We note that this is not a case in which a judge is prosecuted for acts in his official capacity undertaken in good faith. In such a case, there may exist a common law immunity from criminal prosecution. See Braatelien v. United States, 147 F.2d 888, 895 (8th Cir. 1945); Commonwealth v. Tartar, 239 S.W.2d 265, 266 (Ky.App.1951). The existence of this limited immunity would further counsel against the creation of the absolute immunity urged by Hastings.

. See also Chandler v. Judicial Council of the Tenth Circuit, 398 U.S. 74, 140, 90 S.Ct. 1648, 1682, 26 L.Ed.2d 100 (1970) (Douglas, J., dissenting); id. at 141-42, 90 S.Ct. at 1682-83 (Black, J., dissenting); Braatelien v. United States, 147 F.2d 888, 895 (8th Cir. 1945); Strawbridge v. Bednarik, 460 F.Supp. 1171, *7121173 (E.D.Pa.1978); Shore v. Howard, 414 F.Supp. 379, 385 (N.D.Tex.1976).

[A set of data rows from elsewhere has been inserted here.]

PR #95, opened 2016-02-21
Add Battery Support for FreeBSD

tudurom:
Fix it.

### DIFF
--- a/fetch
+++ b/fetch
@@ -1398,10 +1398,19 @@ getbattery () {
                 battery="None"
             fi
         ;;
+        
+        "BSD")
+          case "$distro" in
+            "FreeBSD"*)
+              battery=$(acpiconf -i 0 | awk -F ':\t' '/Remaining capacity/ {print $2}')
+            ;;
+          esac
+        ;;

. We do not address whether or under what circumstances an extended sentence of imprisonment might approach in substance removal from office.

. Hastings makes an additional argument that the Judicial Councils Reform and Judicial Conduct and Disability Act of 1980, 28 U.S.C. § 372, includes a determination by Congress that active federal judges may not be prosecuted by officers of the executive. We find this argument to be totally devoid of merit. We similarly fail to find any merit in his argument that judges of the federal courts are incapable of treating his case in an impartial fashion.